• Exercise: Read the entries below and pull out each line with the string "xline".
:: Data in this exercise
PR #435, opened 2023-08-29
fix: check the password on leader

iGxnon:

    `AuthServer::authenticate` should not check password locally.
   
    Move the `check_password` to the leader.

    No

### DIFF
--- a/xline/src/storage/auth_store/store.rs
+++ b/xline/src/storage/auth_store/store.rs
@@ -283,6 +283,7 @@ where
         if !self.is_enabled() {
             return Err(ExecuteError::AuthNotEnabled);
         }
+        self.check_password(&req.name, &req.password)?;
         let token = self.assign(&req.name)?;
         Ok(AuthenticateResponse {
             header: Some(self.header_gen.gen_auth_header()),
@@ -868,7 +869,7 @@ where
         &self,
         username: &str,
         password: &str,
-    ) -> Result<i64, ExecuteError> {
+    ) -> Result<(), ExecuteError> {
         if !self.is_enabled() {
             return Err(ExecuteError::AuthNotEnabled);
         }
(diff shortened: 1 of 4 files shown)


xline/src/storage/auth_store/store.rs
```diff
@@ -868,7 +869,7 @@ where
         &self,
         username: &str,
         password: &str,
-    ) -> Result<i64, ExecuteError> {
```
Phoenix500526, line 871: Why should we remove the revision from the returned value?

iGxnon: Before, we kept the revision because locally checking the password lacked timeliness. We need to check the revision after log synced and then return the auth result. Now, checking password is performed on the leader, and it's always up-to-date, so there's no need to return the revision anymore.

Phoenix500526: In etcd, if a user modifies the password, it will make the auth_rev change. This can cause the previously assigned token to become invalid. In the previous implementation of the authenticate method, a comparison is made between this revision and the auth_rev in `auth_store`. However, in the current implementation, it seems this comparison might not exist. Could this potentially lead to some issues?

iGxnon: Some operations that modify `auth_store` are proposed in **slow_path**, including `user_change_password` which invalidates tokens. This means that the modifications will be synchronized into the `auth_store` of the majority of nodes before response. Then, requests with this token will not receive the expected `PR` during the `prepare` phase. Furthermore, we won't lose the latest revision even when a leader crash.

Phoenix500526 (approved):

Phoenix500526 (dismissed):
LGTM

xline/src/storage/auth_store/store.rs
bsbds: It seems the modifications is persistent asynchronously to the auth store after the follower response to the ae request. Will this cause problem when the leader crashes?

themanforfree (approved):
LGTM

Phoenix500526 (approved):
LGTM

themanforfree (approved):

PR #433, opened 2023-08-28
feature: add `apply_conf_change` method for `RawCurp`

themanforfree:
Please briefly answer these questions:
#306 
* what problem are you trying to solve? (or if there's no problem, what's the motivation for this change?)
apply config change to curp
* what changes does this pull request make?
refactor data structures via `DashMap`, and modify them when apply_conf_change
* are there any non-obvious implications of these changes? (does it break compatibility with previous versions, etc)
no

PR #437, opened 2023-08-30
Propose conf change

themanforfree:
described in  #306 
based on #433 ,https://github.com/xline-kv/curp-proto/pull/10

propose config change
implement `propose_conf_change` rpc
no

### DIFF
--- a/curp/src/members.rs
+++ b/curp/src/members.rs
@@ -127,7 +127,6 @@ impl ClusterInfo {
             .addrs = addrs.into();
     }
 
-    // TODO
     /// Get server addresses via server id
     #[must_use]
     #[inline]
--- a/curp/src/members.rs
+++ b/curp/src/members.rs
@@ -6,35 +6,10 @@ use std::{
 use dashmap::{mapref::one::Ref, DashMap};
 use itertools::Itertools;
 
-use crate::rpc::PbMember;
+use crate::Member;
 
 /// Server Id
 pub type ServerId = u64;
-
-/// Cluster member
-#[derive(Debug, Clone)]
-pub struct Member {
-    /// Server id of the member
-    id: ServerId,
-    /// Name of the member
-    name: String,
-    /// Addresses of the member
-    addrs: Vec<String>,
-    /// Learner
-    is_learner: bool,
-}
-
-impl From<Member> for PbMember {
-    #[inline]
-    fn from(member: Member) -> Self {
-        Self {
-            id: member.id,
-            name: member.name,
-            addrs: member.addrs,
-            is_learner: member.is_learner,
-        }
-    }
-}
 
 /// Cluster member
 impl Member {
@@ -84,7 +59,7 @@ impl Member {
 }
 
 /// cluster members information
-#[derive(Debug)]
+#[derive(Debug, Clone)]
 pub struct ClusterInfo {
     /// cluster id
     cluster_id: u64,
@@ -108,12 +83,7 @@ impl ClusterInfo {
             if name == self_name {
                 member_id = id;
             }
-            let member = Member {
-                id,
-                name,
-                addrs,
-                is_learner: false, // TODO restore learner here?
-            };
+            let member = Member::new(id, name, addrs, false);
             let _ig = members.insert(id, member);
         }
         debug_assert!(member_id != 0, "self_id should not be 0");
@@ -157,14 +127,12 @@ impl ClusterInfo {
             .addrs = addrs.into();
     }
 
+    // TODO
     /// Get server addresses via server id
     #[must_use]
     #[inline]
     pub fn addrs(&self, id: ServerId) -> Option<Vec<String>> {
-        self.members
-            .iter()
-            .find(|t| t.id == id)
-            .map(|t| t.addrs.clone())
+        self.members.get(&id).map(|t| t.addrs.clone())
     }
 
     /// Get the current member
@@ -206,8 +174,8 @@ impl ClusterInfo {
     }
 
     /// Calculate the member id
-    #[must_use]
     #[inline]
+    #[must_use]
     pub fn calculate_member_id(
         mut addrs: Vec<String>,
         cluster_name: &str,
@@ -268,6 +236,13 @@ impl ClusterInfo {
             .iter()
             .map(|t| (t.id, t.addrs.clone()))
             .collect()
+    }
+
+    /// Get all members
+    #[must_use]
+    #[inline]
+    pub fn members(&self) -> Vec<Member> {
+        self.members.iter().map(|t| t.value().clone()).collect()
     }
 
     /// Get length of peers
--- a/curp/src/members.rs
+++ b/curp/src/members.rs
@@ -114,17 +114,21 @@ impl ClusterInfo {
 
     /// Remove a member
     #[inline]
-    pub fn remove(&self, id: &ServerId) {
-        _ = self.members.remove(id);
+    #[must_use]
+    pub fn remove(&self, id: &ServerId) -> Option<Member> {
+        self.members.remove(id).map(|(_id, m)| m)
     }
 
-    /// Update a member
+    /// Update a member and return old addrs
     #[inline]
-    pub fn update(&self, id: &ServerId, addrs: impl Into<Vec<String>>) {
-        self.members
+    pub fn update(&self, id: &ServerId, addrs: impl Into<Vec<String>>) -> Vec<String> {
+        let mut addrs = addrs.into();
+        let mut member = self
+            .members
             .get_mut(id)
-            .unwrap_or_else(|| unreachable!("member {} not found", id))
-            .addrs = addrs.into();
+            .unwrap_or_else(|| unreachable!("member {} not found", id));
+        std::mem::swap(&mut addrs, &mut member.addrs);
+        addrs
     }
 
     /// Get server addresses via server id
--- a/curp/src/rpc/connect.rs
+++ b/curp/src/rpc/connect.rs
@@ -86,9 +86,9 @@ pub(crate) async fn connect(
 /// Convert a vec of addr string to a vec of `InnerConnect`
 pub(crate) async fn inner_connect(
     members: HashMap<ServerId, Vec<String>>,
-) -> Result<impl Iterator<Item = (ServerId, ConnectApiWrapper)>, tonic::transport::Error> {
+) -> Result<impl Iterator<Item = (ServerId, InnerConnectApiWrapper)>, tonic::transport::Error> {
     connect_impl!(InnerProtocolClient<Channel>, InnerConnectApi, members)
-        .map(|iter| iter.map(|(id, connect)| (id, ConnectApiWrapper::new_from_arc(connect))))
+        .map(|iter| iter.map(|(id, connect)| (id, InnerConnectApiWrapper::new_from_arc(connect))))
 }
 
 /// Connect interface between server and clients
@@ -177,18 +177,18 @@ pub(crate) trait InnerConnectApi: Send + Sync + 'static {
     ) -> Result<tonic::Response<InstallSnapshotResponse>, RpcError>;
 }
 
-/// Connect Api Wrapper
+/// Inner Connect Api Wrapper
 /// The solution of [rustc bug](https://github.com/dtolnay/async-trait/issues/141#issuecomment-767978616)
 #[derive(Clone)]
-pub(crate) struct ConnectApiWrapper(Arc<dyn InnerConnectApi>);
+pub(crate) struct InnerConnectApiWrapper(Arc<dyn InnerConnectApi>);
 
-impl ConnectApiWrapper {
-    /// Create a new `ConnectApiWrapper` from `Arc<dyn ConnectApi>`
+impl InnerConnectApiWrapper {
+    /// Create a new `InnerConnectApiWrapper` from `Arc<dyn ConnectApi>`
     pub(crate) fn new_from_arc(connect: Arc<dyn InnerConnectApi>) -> Self {
         Self(connect)
     }
 
-    /// Create a new `ConnectApiWrapper` from id and addrs
+    /// Create a new `InnerConnectApiWrapper` from id and addrs
     pub(crate) async fn connect(
         id: ServerId,
         mut addrs: Vec<String>,
@@ -205,7 +205,7 @@ impl ConnectApiWrapper {
                 .await;
         }
         let client = InnerProtocolClient::new(channel);
-        let connect = ConnectApiWrapper::new_from_arc(Arc::new(Connect {
+        let connect = InnerConnectApiWrapper::new_from_arc(Arc::new(Connect {
             id,
             rpc_connect: client,
             change_tx,
@@ -215,13 +215,13 @@ impl ConnectApiWrapper {
     }
 }
 
-impl Debug for ConnectApiWrapper {
+impl Debug for InnerConnectApiWrapper {
     fn fmt(&self, f: &mut Formatter<'_>) -> std::fmt::Result {
-        f.debug_struct("ConnectApiWrapper").finish()
+        f.debug_struct("InnerConnectApiWrapper").finish()
     }
 }
 
-impl Deref for ConnectApiWrapper {
+impl Deref for InnerConnectApiWrapper {
     type Target = Arc<dyn InnerConnectApi>;
 
     fn deref(&self) -> &Self::Target {
--- a/curp/src/rpc/connect.rs
+++ b/curp/src/rpc/connect.rs
@@ -46,10 +46,25 @@ const DEFAULT_BUFFER_SIZE: usize = 1024;
 /// Connect implementation
 macro_rules! connect_impl {
     ($client:ty, $api:path, $members:ident) => {
-        futures::future::join_all($members.into_iter().map(|(id, mut addrs)| async move {
+        futures::future::join_all(
+            $members
+                .into_iter()
+                .map(|(id, mut addrs)| single_connect_impl!($client, $api, id, addrs)),
+        )
+        .await
+        .into_iter()
+        .collect::<Result<Vec<_>, tonic::transport::Error>>()
+        .map(IntoIterator::into_iter)
+    };
+}
+
+/// Single Connect implementation
+macro_rules! single_connect_impl {
+    ($client:ty, $api:path, $id:ident, $addrs:ident) => {
+        async move {
             let (channel, change_tx) = Channel::balance_channel(DEFAULT_BUFFER_SIZE);
             // Addrs must start with "http" to communicate with the server
-            for addr in &mut addrs {
+            for addr in &mut $addrs {
                 if !addr.starts_with("http://") {
                     addr.insert_str(0, "http://");
                 }
@@ -60,17 +75,13 @@ macro_rules! connect_impl {
             }
             let client = <$client>::new(channel);
             let connect: Arc<dyn $api> = Arc::new(Connect {
-                id,
+                $id,
                 rpc_connect: client,
                 change_tx,
-                addrs: Mutex::new(addrs),
+                addrs: Mutex::new($addrs),
             });
-            Ok((id, connect))
-        }))
-        .await
-        .into_iter()
-        .collect::<Result<Vec<_>, tonic::transport::Error>>()
-        .map(IntoIterator::into_iter)
+            Ok(($id, connect))
+        }
     };
 }
 
@@ -193,25 +204,9 @@ impl InnerConnectApiWrapper {
         id: ServerId,
         mut addrs: Vec<String>,
     ) -> Result<Self, tonic::transport::Error> {
-        let (channel, change_tx) = Channel::balance_channel(DEFAULT_BUFFER_SIZE);
-        // Addrs must start with "http" to communicate with the server
-        for addr in &mut addrs {
-            if !addr.starts_with("http://") {
-                addr.insert_str(0, "http://");
-            }
-            let endpoint = Endpoint::from_shared(addr.clone())?;
-            let _ig = change_tx
-                .send(tower::discover::Change::Insert(addr.clone(), endpoint))
-                .await;
-        }
-        let client = InnerProtocolClient::new(channel);
-        let connect = InnerConnectApiWrapper::new_from_arc(Arc::new(Connect {
-            id,
-            rpc_connect: client,
-            change_tx,
-            addrs: Mutex::new(addrs),
-        }));
-        Ok(connect)
+        let (_id, connect) =
+            single_connect_impl!(InnerProtocolClient<Channel>, InnerConnectApi, id, addrs).await?;
+        Ok(InnerConnectApiWrapper::new_from_arc(connect))
     }
 }
 
--- a/curp/src/rpc/connect.rs
+++ b/curp/src/rpc/connect.rs
@@ -1,6 +1,7 @@
 use std::{
     collections::{HashMap, HashSet},
-    fmt::Debug,
+    fmt::{Debug, Formatter},
+    ops::Deref,
     sync::Arc,
     time::Duration,
 };
@@ -85,8 +86,9 @@ pub(crate) async fn connect(
 /// Convert a vec of addr string to a vec of `InnerConnect`
 pub(crate) async fn inner_connect(
     members: HashMap<ServerId, Vec<String>>,
-) -> Result<impl Iterator<Item = (ServerId, Arc<dyn InnerConnectApi>)>, tonic::transport::Error> {
+) -> Result<impl Iterator<Item = (ServerId, ConnectApiWrapper)>, tonic::transport::Error> {
     connect_impl!(InnerProtocolClient<Channel>, InnerConnectApi, members)
+        .map(|iter| iter.map(|(id, connect)| (id, ConnectApiWrapper::new_from_arc(connect))))
 }
 
 /// Connect interface between server and clients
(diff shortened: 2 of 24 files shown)


curp/src/server/raw_curp/mod.rs
```diff
@@ -328,6 +342,68 @@ impl<C: 'static + Command, RC: RoleChange + 'static> RawCurp<C, RC> {
...
+        &self,
+        conf_change: ConfChangeEntry,
+    ) -> ((Option<ServerId>, u64), Result<(), ConfChangeError>) {
+        debug!(
+            "{} gets conf change for with id {}",
+            self.id(),
+            conf_change.id()
+        );
+
+        let st_r = self.st.read();
```
rogercloud, line 356: Shall we block all the other commands from fast path by putting conf_change to the spec_pool, and make it conflict with all the other commands?

curp/src/rpc/connect.rs
```diff
@@ -167,6 +177,58 @@ pub(crate) trait InnerConnectApi: Send + Sync + 'static {
     ) -> Result<tonic::Response<InstallSnapshotResponse>, RpcError>;
 }
 
+/// Connect Api Wrapper
+/// The solution of [rustc bug](https://github.com/dtolnay/async-trait/issues/141#issuecomment-767978616)
+#[derive(Clone)]
+pub(crate) struct ConnectApiWrapper(Arc<dyn InnerConnectApi>);
```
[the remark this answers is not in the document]
themanforfree: Removing "Wrapper" directly will conflict with the `ConnectApi` trait, and I don't think it exposes the implementation details. But this name will be ambiguous, so I renamed it to `InnerConnectApiWrapper `

curp/src/server/raw_curp/log.rs
```diff
@@ -306,6 +307,20 @@ impl<C: 'static + Command> Log<C> {
         Ok(entry)
     }
 
+    /// Pack the cmd into a log entry and push it to the end of the log, return its index
+    pub(super) fn push_conf_change(
```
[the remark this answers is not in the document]
themanforfree: Fixed

curp/src/server/raw_curp/mod.rs
themanforfree: We can only insert `Command` into `spec_pool`, but `conf_change` is't a `Command`. and the `conf_change` vertex is conflict with other vertexes, their execution order will not be swapped.

curp/src/server/raw_curp/state.rs
```diff
@@ -221,29 +222,28 @@ impl MajorityConfig {
...
+    fn quorum(&self) -> usize {
+        self.voters.len() / 2 + 1
     }
+}
 
-    /// Remove a voter
-    pub(super) fn remove(&mut self, id: ServerId) -> bool {
-        self.voters.remove(&id)
-    }
+impl Deref for MajorityConfig {
```
bsbds, line 236: Why do we need Deref here? I believe it should only be used for smart pointers.

curp/src/rpc/connect.rs
```diff
@@ -167,6 +177,58 @@ pub(crate) trait InnerConnectApi: Send + Sync + 'static {
     ) -> Result<tonic::Response<InstallSnapshotResponse>, RpcError>;
 }
 
+/// Inner Connect Api Wrapper
+/// The solution of [rustc bug](https://github.com/dtolnay/async-trait/issues/141#issuecomment-767978616)
```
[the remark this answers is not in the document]
themanforfree: The `ConnectApi` did not trigger this rustc bug, so it doesn't need to be wrapped.

curp/src/rpc/connect.rs
```diff
@@ -167,6 +177,58 @@ pub(crate) trait InnerConnectApi: Send + Sync + 'static {
...
+        }
+        let client = InnerProtocolClient::new(channel);
+        let connect = InnerConnectApiWrapper::new_from_arc(Arc::new(Connect {
+            id,
+            rpc_connect: client,
+            change_tx,
+            addrs: Mutex::new(addrs),
+        }));
+        Ok(connect)
+    }
```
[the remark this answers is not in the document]
themanforfree: We need it when a new node join to cluster

curp/src/rpc/mod.rs
```diff
@@ -449,11 +436,12 @@ impl FetchReadStateResponse {
...
 }
 
-#[allow(dead_code)] // TODO: remove this when we implement conf change
 #[allow(clippy::as_conversions)] // ConfChangeType is so small that it won't exceed the range of i32 type.
 impl ConfChange {
     /// Create a new `ConfChange` to add a node
-    pub(crate) fn add(node_id: ServerId, address: String) -> Self {
+    #[must_use]
+    #[inline]
+    pub fn add(node_id: ServerId, address: String) -> Self {
```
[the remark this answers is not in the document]
themanforfree: The node ID is calculate by client, only need the new node address and current timestamp

curp/src/rpc/mod.rs
```diff
@@ -480,13 +472,72 @@ impl ConfChange {
     }
 
     /// Create a new `ConfChange` to add a learner node
-    pub(crate) fn add_learner(node_id: ServerId, address: String) -> Self {
+    #[must_use]
+    #[inline]
+    pub fn add_learner(node_id: ServerId, address: String) -> Self {
```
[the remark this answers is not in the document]
themanforfree: Same as above

curp/src/rpc/connect.rs
```diff
@@ -234,31 +291,45 @@ impl ConnectApi for Connect<ProtocolClient<Channel>> {
         client.propose(req).await.map_err(Into::into)
     }
 
-    /// Send `WaitSyncedRequest`
-    #[instrument(skip(self), name = "client propose")]
-    async fn wait_synced(
+    /// Send `ShutdownRequest`
+    async fn shutdown(
```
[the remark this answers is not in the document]
themanforfree: Added

curp/src/server/cmd_board.rs
```diff
@@ -83,6 +92,16 @@ impl<C: Command> CommandBoard<C> {
         self.notify_asr(id);
     }
 
+    /// Insert er to internal buffer
+    pub(super) fn insert_conf(&mut self, id: &ProposeId, conf_r: Result<bool, ConfChangeError>) {
+        assert!(
+            self.conf_buffer.insert(id.clone(), conf_r).is_none(),
+            "er should not be inserted twice"
```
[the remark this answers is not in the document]
themanforfree: Fixed

curp/src/server/cmd_board.rs
```diff
@@ -171,4 +210,18 @@ impl<C: Command> CommandBoard<C> {
...
         }
     }
+
+    /// Wait for an execution result
+    pub(super) async fn wait_for_conf(
+        cb: &CmdBoardRef<C>,
+        id: &ProposeId,
+    ) -> Result<bool, ConfChangeError> {
+        loop {
+            if let Some(er) = cb.map_read(|cb_r| cb_r.conf_buffer.get(id).cloned()) {
```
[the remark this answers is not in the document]
themanforfree: Fixed

curp/src/server/cmd_worker/mod.rs
```diff
@@ -160,7 +159,20 @@ async fn worker_as<
...
             true
         }
-        EntryData::ConfChange(_) => false, // TODO: implement conf change
+        EntryData::ConfChange(ref conf_change) => {
+            let changes = conf_change.changes().to_owned();
+            let res = curp.apply_conf_change(changes).await;
+            let is_ok = res.is_ok();
+            let shutdown_self = res.as_ref().is_ok_and(|r| *r);
+            if let Err(e) = ce.set_last_applied(entry.index) {
+                error!("failed to set last_applied, {e}");
```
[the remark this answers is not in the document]
themanforfree: Fixed

curp/src/server/raw_curp/state.rs
themanforfree: Simplified operation, `cfg.voters.insert(id)` -> `cfg.insert(id)`

curp/src/rpc/mod.rs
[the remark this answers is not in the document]
iGxnon: does the `curp client` calculate it?

etcd api:

```protobuf
message MemberAddRequest {
  // peerURLs is the list of URLs the added member will use to communicate with the cluster.
  repeated string peerURLs = 1;
  // isLearner indicates if the added member is raft learner.
  bool isLearner = 2;
}
```

curp/src/server/raw_curp/state.rs
bsbds: See https://doc.rust-lang.org/std/ops/trait.Deref.html

> Implementing Deref for smart pointers makes accessing the data behind them convenient, which is why they implement Deref. On the other hand, the rules regarding Deref and [DerefMut](https://doc.rust-lang.org/std/ops/trait.DerefMut.html) were designed specifically to accommodate smart pointers. Because of this, Deref should only be implemented for smart pointers to avoid confusion.

curp/src/rpc/mod.rs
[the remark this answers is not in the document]
themanforfree: For etcd: ClusterServer will calculate it

curp/src/members.rs
```diff
@@ -107,12 +83,7 @@ impl ClusterInfo {
             if name == self_name {
                 member_id = id;
             }
-            let member = Member {
-                id,
-                name,
-                addrs,
-                is_learner: false, // TODO restore learner here?
```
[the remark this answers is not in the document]
themanforfree: we need't restore it here, this method only used to init cluster, there will be no learner at this time

curp/src/rpc/mod.rs
```diff
@@ -500,3 +551,68 @@ impl ShutdownResponse {
...
+    pub(crate) fn new_propose(error: ProposeError) -> Self {
+        Self::Propose(error.into())
+    }
+}
+
+#[cfg(test)]
+mod test {
+    use super::*;
+    #[test]
+    fn test_conf_change_constructor() {
```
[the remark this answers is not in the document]
themanforfree: Removed

curp/src/server/raw_curp/mod.rs
```diff
@@ -868,95 +964,38 @@ impl<C: 'static + Command, RC: RoleChange + 'static> RawCurp<C, RC> {
     }
 
     /// Apply conf changes and return true if self node is removed
-    #[allow(unused)] // TODO: remove this when we implement conf change
-    pub(super) fn apply_conf_change(
+    pub(super) async fn apply_conf_change(
```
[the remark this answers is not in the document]

curp/src/server/raw_curp/state.rs
themanforfree: Fixed

curp/src/server/raw_curp/mod.rs
```diff
@@ -328,6 +342,68 @@ impl<C: 'static + Command, RC: RoleChange + 'static> RawCurp<C, RC> {
...
+        }
+
+        if !self
+            .ctx
+            .cb
+            .map_write(|mut cb_w| cb_w.sync.insert(conf_change.id().clone()))
+        {
+            return (
+                info,
+                Err(ConfChangeError::new_propose(ProposeError::Duplicated)),
```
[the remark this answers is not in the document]
themanforfree: The new leader will recover this by `recover_from_spec_pools`

curp/src/server/curp_node.rs
```diff
@@ -354,60 +370,135 @@ impl<C: 'static + Command, RC: RoleChange + 'static> CurpNode<C, RC> {
...
+            ));
+
+            while let Some(h) = sync_task_rx.recv().await {
+                let leader_retired = h
+                    .await
+                    .unwrap_or_else(|e| unreachable!("sync follower task panicked: {e}"));
+                if leader_retired {
+                    break;
+                }
+            }
```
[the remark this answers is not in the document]
themanforfree: Since the sync task is mutable, we can't join all task handles at the same time. In the current implementation, whenever the current handle of sync task returns true, it will break and not wait for another task handle. It may not be the fastest, but it doesn't require block too long.

curp/src/rpc/connect.rs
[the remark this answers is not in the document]
iGxnon: use `update_addrs` instead?

curp/tests/server.rs
```diff
@@ -379,3 +379,64 @@ async fn propose_remove_node_failed() {
...
+        .config(ClientConfig::default())
+        .build_from_all_members(group.all(), Some(follower_id))
+        .await
+        .unwrap();
+
+    let id = generate_propose_id("test");
+    let node_id = group.nodes.keys().next().copied().unwrap();
+    let changes = vec![ConfChange::update(node_id, "new_addr".to_owned())];
+    let conf_change = ProposeConfChangeRequest::new(id, changes);
+    let members = client
```
Phoenix500526, line 433: It seems you propose the `ProposeConfChangeRequest` to a follower, not a learner. Is it correct?

curp/src/server/raw_curp/mod.rs
```diff
@@ -328,6 +342,68 @@ impl<C: 'static + Command, RC: RoleChange + 'static> RawCurp<C, RC> {
         (info, Ok(()))
     }
 
+    /// Handle `propose_conf_change` request
+    pub(super) fn handle_propose_conf_change(
```
Phoenix500526, line 346: This method looks similar to 'handle_propose`. Can we extract the common part of these two methods as a new method to avoid duplication?

Phoenix500526 (changes requested):

curp/src/rpc/connect.rs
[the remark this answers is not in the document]
themanforfree: add a new node, not update an existing node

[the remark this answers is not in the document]
iGxnon: then use the macros `connect_impl` ?

curp/src/server/cmd_board.rs
```diff
@@ -83,6 +92,16 @@ impl<C: Command> CommandBoard<C> {
         self.notify_asr(id);
     }
 
+    /// Insert er to internal buffer
```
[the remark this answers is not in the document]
::::
• Solution to this problem:
--- a/xline/src/storage/auth_store/store.rs
+++ b/xline/src/storage/auth_store/store.rs
xline/src/storage/auth_store/store.rs
xline/src/storage/auth_store/store.rs
based on #433 ,https://github.com/xline-kv/curp-proto/pull/10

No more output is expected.